Bayesian Multilevel Modelling using PyStan

This is a tutorial, following through Chris Fonnesbeck's primer on using PyStan with Bayesian Multilevel Modelling.

3. The Bias-Variance Tradeoff

In [1]:
%pylab inline

import seaborn as sns

import clean_data
Populating the interactive namespace from numpy and matplotlib

Modelling distribution of radon in MN

Visual inspection of the variation in (log) observed radon levels for the households shows a broad range of values.

In [2]:
fig = clean_data.srrs_mn.activity.apply(lambda x: np.log(x + 0.1)).hist(bins=25)
fig.set_xlabel('log(radon)')
fig.set_ylabel('frequency');

We aim to determine which contributions of the prevailing radon level, and the floor at which radon level is measured, produce this distribution of observed values, by modelling the relationship between those quantities and the measured radon level.

Conventional approaches

Two conventional alternatives to modelling, pooling and not pooling represent two extremes of a tradeoff between variance and bias.

  • variance: the difference between observations and the mean behaviour of the model
  • bias: the difference between the mean behaviour of the model, and the mean behaviour of the "true" relationship

The bias-variance tradeoff

Where the variable we are trying to predict is $Y$, as a function of covariates $X$, we assume a relationship $Y = f(X) + \epsilon$ where the error term $\epsilon$ is distributed normally with mean zero: $\epsilon \sim N(0, \sigma_{\epsilon})$.

We estimate a model $\hat{f}(X)$ of $f(X)$ using some technique. This gives us squared prediction error: $\textrm{Err}(x) = E[(Y − \hat{f}(x))^2]$. That squared error can be decomposed into:

$$\textrm{Err}(x)=(E[\hat{f} (x)] − f(x))^2 + E[(\hat{f}(x) − E[\hat{f}(x)])^2] + \sigma^2_e$$

where

  • $E[\hat{f} (x)] − f(x))^2$ is the square of the difference between the model $\hat{f}(x)$ and the 'true' relationship $f(x)$, i.e. the square of the bias
  • $E[(\hat{f}(x) − E[\hat{f}(x)])^2]$ is the square of the difference between the mean behaviour of the model and the observed behaviour of this model, i.e. the square of the variance
  • $\sigma^2_e$ is the noise of the 'true' relationship that cannot be captured in any model, i.e. the irreducible error

With a known true model, and an infinite amount of data, it is in principle possible to reduce both bias and variance to zero. In reality, both sources of error exist, and we choose to minimise bias and/or variance.

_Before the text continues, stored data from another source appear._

PR #81, opened 2019-07-29
add python reader for hdf5

wangzhezhe:
1 add python reader to load the array from the python especially for hdf5 in python
2 update the CMakeLists for checking the python interpreter

### DIFF
--- a/examples/hdf5Reader/reader_hdf5.py
+++ b/examples/hdf5Reader/reader_hdf5.py
@@ -1,0 +1,31 @@
+import h5py
+import sys
+from stempy import io, image
+import numpy as np
+from PIL import Image
+
+def save_img(stem_image_data, name):
+    min = np.min(stem_image_data)
+    max = np.max(stem_image_data)
+
+    stem_image_data = stem_image_data.reshape((160, 160))
+    stem_image_data = np.interp(stem_image_data, [min, max], [0, 256])
+    stem_image_data = stem_image_data.astype(np.uint8)
+    img = Image.fromarray(stem_image_data)
+    img.save(name)
+
+if(len(sys.argv)!=2):
+    print ("python3 reader_hdf5.py <file name>")
+    exit(0)
+
+filename=sys.argv[1]
+h5file= h5py.File(filename, 'r')
+
+inner_radii = [0, 40]
+outer_radii = [288, 288]
+
+imgs = image.create_stem_images(h5file, inner_radii, outer_radii, width=160, height=160)
+
+for i, img in enumerate(imgs):
+    suffix = str(inner_radii[i]) + '_' + str(outer_radii[i]) + '.png'
+    save_img(img, 'img_' + suffix)
--- a/python/pyreader.cpp
+++ b/python/pyreader.cpp
@@ -1,0 +1,70 @@
+#include "pyreader.h"
+#include <stempy/reader.h>
+
+namespace stempy {
+
+PyBlock::PyBlock(py::array_t<uint16_t> pyarray) : m_array(pyarray)
+{
+  this->data = DataHolder();
+  this->data.innerdata = m_array.data();
+}
+
+PyReader::PyReader(py::object pyDataSet, std::vector<uint32_t>& imageNumbers,
+                   uint32_t scanWidth, uint32_t scanHeight, uint32_t blockSize,
+                   uint32_t totalImageNum)
+  : m_pydataset(pyDataSet), m_scanWidth(scanWidth), m_scanHeight(scanHeight),
+    m_imageNumInBlock(blockSize), m_totalImageNum(totalImageNum),
+    m_imageNumbers(imageNumbers)
+{}
+
+PyBlock PyReader::read()
+{
+  // Acquire GIL before calling Python code
+  py::gil_scoped_acquire acquire;
+
+  // get to the end of the file, return empty Block
+  if (m_currIndex >= m_totalImageNum) {
+    return PyBlock();
+  }
+
+  // get the data pointer from the py object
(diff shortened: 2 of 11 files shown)


stempy/reader.cpp
```diff
@@ -23,6 +23,30 @@ using std::vector;
...
+    this->frameWidth = frameWidth;
+    this->frameHeight=frameHeight;
+    this->imagesInBlock = imageNumInBlock;
+    this->scanHeight=scanHeight;
+    this->scanWidth=scanWidth;
+    //if there is no imageNumbers in original data set, reconstruct it
+    if(imageNumbers.size()!=0){
+      this->imageNumbers=imageNumbers;
+    }else{
+      //this reconstruction is only tested ok for big_stem_image.hdf5
```
cjh1: I still don't understand this comment. Are you saying that this block is specific to a particular dataset?

python/stempy/image/__init__.py
```diff
@@ -1,9 +1,38 @@
...
+    dset_frame_shape=dset_frame.shape
+    totalImgNum=dset_frame_shape[0]
+    
+    dset_stem_shape=h5file['stem/images'].shape
+    scanwidth=dset_stem_shape[1]
+    scanheight=dset_stem_shape[2]
+    
+    # the number here are same with the smallscan data
+    blocksize=32
+    blockNumInFile=25
```
cjh1: Is number of blocks in file specific this dataset?

python/stempy/image/__init__.py
```diff
@@ -1,9 +1,38 @@
...
+    h5reader = _io._pyreader(dset_frame, image_numbers, scanwidth, scanheight, blocksize, blockNumInFile, totalImgNum)
+    return h5reader
+
+def create_stem_images(input, inner_radii,
                        outer_radii, width=0, height=0,
                        center_x=-1, center_y=-1):
+    # check if the input is the hdf5 dataset
+    if(isinstance(input, h5py._hl.files.File)):
+        reader = get_hdf5_reader(input)
+        print("python reader is used")
```
cjh1: Debug?

wangzhezhe: I could delete this info

python/stempy/image/__init__.py
wangzhezhe: yeah, since the small scan organize the data set like this, if the number is changed, there might be some problems. since the original image.cpp is programmed based on original smallscan data, I tried blocksize=16 blockNumInFile=50 , the outputted image is not correct.

examples/hdf5Reader/reader_hdf5.py
```diff
@@ -0,0 +1,35 @@
...
+
+    stem_image_data = stem_image_data.reshape((160, 160))
+    stem_image_data = np.interp(stem_image_data, [min, max], [0, 256])
+    stem_image_data = stem_image_data.astype(np.uint8)
+    img = Image.fromarray(stem_image_data)
+    img.save(name)
+
+# init reader
+#filename="/home/zhe/stempyData/big_stem_image.h5"
+#filename="/home/zhe/stempyData/big_stem_image_scanPositions.h5"
```
cjh1: Lets remove these

python/pyreader.cpp
```diff
@@ -0,0 +1,71 @@
...
+
+namespace stempy {
+
+PyBlock::PyBlock(py::array_t<uint16_t> pyarray) : m_array(pyarray)
+{
+  this->data = DataHolder();
+  this->data.innerdata = m_array.data();
+}
+
+PYReader::PYReader(py::object pyDataSet, std::vector<uint32_t>& imageNumbers,
```
cjh1: This should be `PyReader`

python/pyreader.cpp
```diff
@@ -0,0 +1,71 @@
...
+{}
+
+PyBlock PYReader::read()
+{
+  // Acquire GIL before calling Python code
+  py::gil_scoped_acquire acquire;
+
+  // get to the end of the file, return empty Block
+  if (m_currIndex >= m_totalImageNum) {
+    std::cout << "data loading finish with index " << m_currIndex << std::endl;
```
cjh1: We still have some debug statements.

stempy/reader.cpp
```diff
@@ -23,6 +23,25 @@ using std::vector;
...
+    this->imagesInBlock = imageNumInBlock;
+    this->scanHeight=scanHeight;
+    this->scanWidth=scanWidth;
+    //if there is no imageNumbers in original data set, reconstruct it
+    if(imageNumbers.size()!=0){
+      this->imageNumbers=imageNumbers;
+
+    }else{
+      //assume the image is consecutive if there is no image numbers included in the data source explicitly
+       throw std::runtime_error("the image_number is supposed to be provided by hdf5 file");
```
cjh1: I don't think we should be thrown an exception here? It probably wants to be from where we construct the Head?

cjh1:
@alesgenova This is ready for you to test. @wangzhezhe Can point you to a new HDF5 file to test with.

wangzhezhe:
the new file is here on ulex: /home/zhe/stempyData/big_stem_image_scanPositions.h5 @cjh1 @alesgenova

python/pyreader.cpp
wangzhezhe: updated at the latest commit.

examples/hdf5Reader/reader_hdf5.py
wangzhezhe: updated at the latest commit.

python/pyreader.cpp
wangzhezhe: updated at the latest commit.

PR #174, opened 2020-09-18
Use column rather than index

cjh1:


cjh1:
@psavery I think I have found it!

psavery (approved):
LGTM

ercius:
@cjh1 Nice! Can I test it by pulling the latest container?

cjh1:
@ercius Yes, I have pushed a new image.

PR #175, opened 2020-09-18
Fix maximalPointsParallel templates

cjh1:
It appears some issues where introduce in the last branch. Ensure that we pass the frame type down to VTK-m


psavery (approved):
LGTM

Issue #157, opened 2020-07-16
Validate numpy types, passing the wrong type currently causes a crash


cjh1:

cjh1:
@psavery I think this can be closed off, given the work you did in #178

psavery:
@cjh1 Sounds good. Yeah, it is ensuring the `gain` and `darkreference` variables are cast to the right type. We can use that utility function more in the future if more things need to be cast.

cjh1:
Fixed in #178

PR #178, opened 2020-10-02
Use 32-bit floats for dark reference type

psavery:
Instead of a 64-bit double, use 32-bit floats for the dark reference
type, since 32-bit is usually big enough.

Fixes: #156

### DIFF
--- a/python/image.cpp
+++ b/python/image.cpp
@@ -20,7 +20,7 @@ namespace stempy {
 
 template <typename BlockType>
 CalculateThresholdsResults<uint16_t> calculateThresholds(
-  std::vector<BlockType>& blocks, py::array_t<double> darkReference,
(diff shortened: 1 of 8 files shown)


psavery:
This crashes if the user passes numpy float64 instead of float32 as the dark type. This is the same kind of issue as #157.

psavery:
Here are before and after pictures for an example I have, where we made the dark background 1.5. They look similar.

image

image

psavery:
@cjh1 Ready for review

cjh1 (approved):
LGTM, thank you

cjh1:
I have updated the image.

ercius:
Thanks! It looks good. I'll see if I can come up with a good quantitative
test. But I think we can call this done.

Issue #176, opened 2020-10-01
Multiple frames per probe position


ercius:
@cjh1 Do know how the counting code will deal with having two frames acquired at the same probe position? This will allow us to improve signal by adding multiple frames together. Im not sure if this was incorporated into the raw data reader though.

cjh1:
So currently the assumption is one frame per probe position. The current behavior would be that the electron counts would be from the last frame. What are your thoughts on how combine the multiple frames?

ercius:
I think I would just append the second counted frame to the same STEM scan position. If the two frames have electrons at the same position then the list of positions will just have the same number twice. I believe that the analysis would treat that the same and nothing would have to change downstream (like create_stem_images()). Does that sound good?

cjh1:
Yes, that makes sense, it should be a pretty simple change.

ercius:
ok...I think that would be worth trying. I took a data set with 2 frames per position. Its just noise unfortunately, but Ill try to get one with a real sample soon.

ercius:
@cjh1 The expected behavior unfortunately does not happen (ignoring the first frame(s)). I get a core dump when I try to count a file with multiple frames per position.

cjh1:
:disappointed: If you point me at the dataset I will take a look.

ercius:
No worries! We never tried it before. Actually, there are two different behaviors.

- If I use 4 frames per position then I get a core dump when I try to count. Not sure why. Scan #225
- If I use 2 frames per position then it counts. I guess it throws the first frame away. So, that is as expected! Scan #227

The data is on /mnt/nvmedata*/ right now. They are both 129x128 scans. There are also two similar scans with 1 frame per position (224 and 228)

cjh1:
OK, I will grab scan225, will let you know when I have it downloaded.

ercius:
This issue can probably be figured out when we implement the full capability to count multiple frames per position. Counting that data set can be left to later. Its not critical. It is good to know that >2 frames crashes things though.

cjh1:
@ercius So I am able to recreate the segfaults, lots of them :smile: So this isn't quite as simple as I first thought. One question I have is how are the multiple frames at a single position identified?  We use the scan position as the key when reconstruction the partial frames. So the question is how do we know which parts fit with with frame, is there some differentiation in the header? The scan number?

The trade-off in the radon model

Taking $y = \log(\textrm{radon})$, floor measurements (basement or ground) as $x$, where $i$ indicates the house, and $j[i]$ is the county to which a house 'belongs'. Then $\alpha$ is the radon level across all counties, and $\alpha_{j[i]}$ is the radon level in a single county; $\beta$ is the influence of the choice of floor at which measurement is made; and $\epsilon$ is some other error (measurement error, temporal variation in a house, or variation among houses).

We can take two contrasting, and extreme approaches:

  • Complete pooling - treat all counties the same, and estimate a single radon level: $y_i = \alpha + \beta x_i + \epsilon_i$
  • No pooling - treat each county independently: $y_i = \alpha_{j[i]} + \beta x_i + \epsilon_i$

When we do not pool, we will likely obtain quite different parameter estimates $\alpha_{j[i]}$ for each county - especially when there are few observations in a county. As new data is gathered, these estimates are likely to change radically. This is therefore a model with high variance.

Alternatively, by pooling all counties, we will obtain a single estimate for $\alpha$, but this value may deviate quite far from the true situation in some or all counties. This is therefore a model with high bias.

So, if we treat all counties as the same, we have a biased estimate, but if we treat them as individuals, we have high variance - the bias-variance tradeoff. It may be the case that neither extreme produces a good model for the real behaviour: models that minimise bias to produce a high variance error are overfit; those that minimise variance to produce a strong bias error are underfit.